Fragile Security
CSS
User submitted anything is a security risk. User submitted CSS and HTML even more so. This is why I was hesitant in offering users the ability to add custom CSS.
It's one thing when you are adding CSS to a page only you can access, and it's an entirely different can of worms once others can access your page as well.
The way I decided to deal with sanitizing CSS without relying on external libraries for the time being is like so:
public static function sanitizeCSS(string $string) : string {
$string = str_replace("'", '"', $string); // Replace single quote with double quote
$string = strip_tags($string);
$string = preg_replace('#((?:java)?script|onload|x00)#', '', $string);
return $string;
}
So, in essence:
- Make sure we only have double quotes.
- Strip all HTML tags from CSS.
- Remove any instances of
javascript
,script
,onload
or NUL bytes.
Uploading Images
If user CSS was a troublesome addition due to the potential security risks it opens up, then uploading images anything is even worse.

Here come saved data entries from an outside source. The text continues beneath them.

PR #1026, opened 2022-03-10
fix: track image state to avoid sending data for deleted workloads

ivanstanev:

### What this does

Small bugfix to how we track state. Previously we were not actually deleting keys from the cache at all. This could result in a race condition where we would still send scan results to the upstream even though the workload was already deleted.

We used to set the key in the cache by "image id" but try to delete by "image name"

### DIFF
--- a/src/supervisor/watchers/handlers/pod.ts
+++ b/src/supervisor/watchers/handlers/pod.ts
@@ -95,12 +95,19 @@ async function handleReadyPod(workloadMetadata: IWorkload[]): Promise<void> {
   for (const workload of workloadMetadata) {
     const scanned = await getWorkloadImageAlreadyScanned(
       workload,
-      workload.imageId,
+      workload.imageName,
     );
-    if (scanned !== undefined) {
+    // ImageID contains the resolved image digest.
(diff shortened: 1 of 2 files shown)


src/supervisor/watchers/handlers/pod.ts
```diff
@@ -95,12 +95,19 @@ async function handleReadyPod(workloadMetadata: IWorkload[]): Promise<void> {
...
-    if (scanned !== undefined) {
+    // ImageID contains the resolved image digest.
+    // ImageName may contain a tag. The image behind this tag can be mutated and can change over time.
+    // We need to compare on ImageID which will reliably tell us if the image has changed.
+    if (scanned === workload.imageId) {
       continue;
     }
-    await setWorkloadImageAlreadyScanned(workload, workload.imageId, ''); // empty string takes zero bytes and is !== undefined
+    await setWorkloadImageAlreadyScanned(
+      workload,
```
minsiyang, line 107: nit: Should we update the codebase wherever referring to `workload.imageId` or `imageId` that actually mean image name to imageName. It was quite confusing 😄

minsiyang (approved):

Prior to upload, the following things are checked:
NONCE verification.TBD.- User logged in verification.
Validity checks:
private static function isImageValid(array $image): bool {
$path = $image['tmp_name'];
$type = $image['type'];
$extension = pathinfo($image['name'], PATHINFO_EXTENSION);
$validType = array_key_exists($type, self::$allowedFiletypes) && array_key_exists(mime_content_type($path), self::$allowedFiletypes);
$validExt = $validType && self::$allowedFiletypes[$type] === $extension;
$validSize = $image['size'] <= self::$maxFileSize;
return $validType && $validExt && $validSize;
}
- The MIME type is checked against an array of allowed types.
- The file extension is evaluated against the MIME type.
- The file size is checked against the maximum allowed size.
- If the file is valid, it's moved to the upload directory and renamed to the MD5 value of the file. This way we also prevent duplicates.
- If the file is invalid, it's renamed and passed to quarantine to be analyzed later.